The next stop is Devil’s Orchard Nature Trail. It’s a short half-mile, accessible loop through cinder beds and native vegetation. Info signs line the path telling about the area and how it was formed.
Spatter Cones and Big Craters
Next we saw the Spatter Cones and Big Craters area. It’s an easy walk to see the huge craters in the ground. The spatter cones are miniature volcanoes which formed during the dwindling stages of the Great Rift’s eruption. I’m not really even finding the words to describe this whole area. Let’s see, there’s black lava rock with big cones of black lava rock, surrounded by craters in the black lava rock. Once in a while we could see plants and shrubs growing amidst the rock, but mostly it’s miles and miles of black lava rock. I can very much understand how it got the name Craters of the Moon. It’s easy to imagine that the moon looks similar, desolate yet weirdly beautiful.
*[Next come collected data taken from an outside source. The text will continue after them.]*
PR #682, opened 2025-02-27
Fix deep learning summer school link

Saransh-cpp:


agriyakhetarpal:
Thanks for the correction, @Saransh-cpp!

PR #689, opened 2025-03-19
Export NumPy version from Autograd wrapper

### LINKED ISSUE #679: How to check the version of numpy?
I am trying to solve [an issue](https://github.com/geomstats/geomstats/issues/2048) in a different package, arising from the renaming of `trapz` to `trapezoid` in numpy after v2.0. The issue is that, when using numpy, we need to check the version to see whether to import `trapz` or `trapezoid`.

The same issue arises with autograd. However, it is not clear to me how to check from the version of autograd which function we should import from `autograd.numpy`. Does autograd use the installed version of numpy or does it have its own separate version? That is, to determine whether to import `trapz` or `trapezoid` from `autograd.numpy`, should I just check `numpy.__version__` and this will be independent of autograd?

Thanks

agriyakhetarpal:
Closes #679; `autograd.numpy.__version__` will now display the underlying NumPy version.

### DIFF
--- a/tests/test_numpy.py
+++ b/tests/test_numpy.py
@@ -10,6 +10,12 @@ from autograd.test_util import check_grads
 npr.seed(1)
 
 
+def test_numpy_version():
+    import numpy
+
+    assert np.__version__ == numpy.__version__
+
+
 def test_dot():
     def fun(x, y):
         return np.dot(x, y)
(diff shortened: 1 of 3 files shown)


tests/test_numpy.py
```diff
@@ -10,6 +10,12 @@
 npr.seed(1)
 
 
+def test_numpy_version():
+    import numpy
+
+    assert np.__version__ == numpy.__version__
```
agriyakhetarpal, line 16: This test shouldn't ever fail, so it would be fine even if we remove it.

fjosw (approved):

agriyakhetarpal:
Thanks for the review, @fjosw!

PR #710, opened 2025-07-09
Add two newer non-differentiable numpy functions

danra:
Ran into full_like in practice


fjosw (approved):

danra:
Sure thing :) Thanks for the responsiveness.

PR #715, opened 2025-07-11
wrap_namespace maps multiple names of the same object to the same wrapped object

danra:
Avoids creating two different wrappers for the same object.

Generally cleaner, but more importantly towards better ufuncs support (coming soon), which will require mapping from ufuncs to their wrapped version.

Note this is based over #712: without it, this change would cause the wrong grads set to `anp.absolute` to overwrite the correct ones set to `anp.abs` since they are now one and the same object (since `np.abs` and `np.absolute` are).


danra:
Needs more work

PR #716, opened 2025-07-11
Map multiple names of the same object to the same wrapped object

danra:
Avoid creating two different wrappers for the same object in `wrap_namespace`.

Generally cleaner, but more importantly towards better ufuncs support, which will require mapping from ufuncs to their wrapped version.

Another minor pro is that this theoretically avoids needing to define grads for two names of the same object, e.g., we could define the VJP for anp.conj but not for anp.conjugate since they are actually the same wrapped object. However, it's minor and theoretical because whether or not two "equivalent" numpy functions/ufuncs are the same object is apparently an implementation detail, e.g., `np.amax` is documented as an alias of `np.max`, but they actually aren't the same object, and the equivalent ufuncs `np.degrees` and `np.rad2deg` are two different ones (tested on numpy 2.3.1). Because this might change between different numpy version, it's more robust to keep the grad definitions for both names.

### DIFF
--- a/autograd/numpy/numpy_wrapper.py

We really wanted to see the caves…
The Cave Area remained closed during our visit and I can’t actually remember if thats because of Covid or for repairs to the trail. Definitely a bummer, as we love exploring the Ape Caves on Mt St Helens and I sure looked forward to checking these lava tubes out. They have such great names: Dewdrop, Boy Scout, Beauty and Indian Tunnel. Who wouldn’t want to explore for a while? When the caves are open, you do need a permit, which you can get from the Visitor’s Center. Take a flash light, wear good shoes, you know basically be smart, as you’re going underground.
Come and Stay at Craters of the Moon!
I’d certainly reccomend staying a night or two at the Lava Flow campground to explore the area fully. You can take the North Crater Trail from it to the Snow Cone and Spatter Cones. Seems like it’s about two miles. We didn’t get to take it since it’s closed for repairs, but it seems like it’s reopening in 2021. It’s worth checking into! Other trails are available for hiking and for the all important running off of energy if you’re traveling with littles. Check with the rangers at the Visitor Center for all the details of what’s currently open.
Craters of the Moon is a great place to stop and explore. I hope you enjoy it!